そして数時間後、何時ものごとく喫煙室で、私が書き上げた第四弾の原稿の話し合いをする。
「今回は歴史に踏み込んできたねぇ。」
メインの題材の説明をする。今回のメインは、弁護人側。各国から集まった判事や検事に対し、あまりにお粗末で、最初から弁護人はお飾りのようなものだった。
びしりとスーツを着るA国側の弁護士に比べ、わが国の弁護士は庭に作った畑で出来たかぼちゃやサツマイモで空腹を満たして居る状態、顔色も悪く、格好もよれよれ。
おまけに弁護用の資料があまりに少なく、実際に逮捕されている戦犯たちもA国側の誘導によってとても重要な情報を漏らしている。判事と言えば、必死に検事と戦おうとする日本人弁護士の話も聞きやしない。
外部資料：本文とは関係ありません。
PR #147, opened 2023-06-29
Implement Drop trait for ConsensusState for debug prints

ariqchowdhury:
Drop trait allows an implementer to run code on destruction. We can use this to implement a debug print to stderr that will be called on a panic as the stack unwinds.

### DIFF
--- a/monad-state/src/lib.rs
+++ b/monad-state/src/lib.rs
@@ -443,6 +443,26 @@ struct ConsensusState<S, T> {
     keypair: KeyPair,
 }
 
+struct ConsensusStateWrapper<S: Signature, T: SignatureCollection> {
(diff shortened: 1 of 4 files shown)


monad-state/src/lib.rs
```diff
@@ -443,6 +443,26 @@ struct ConsensusState<S, T> {
     keypair: KeyPair,
 }
 
+struct ConsensusStateWrapper<S: Signature, T: SignatureCollection> {
```
omegablitz, line 446: Did we want to rename this? Don't mind either way, just putting a comment here in case you were intending to but forgot about it

ariqchowdhury: I'm okay with this name for now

A国側の弁護団とのすり合わせもうまくいかず。その間にも裁判は続き、なかには病気で亡くなったり、気が狂った(それも本人の作戦と言われているが)被告人もいた。
強大な力で押してくるA国や他国の検事や判事に対し、いかにわが国の弁護士は戦い抜こうとしたか、そしてそれを足蹴にされたか。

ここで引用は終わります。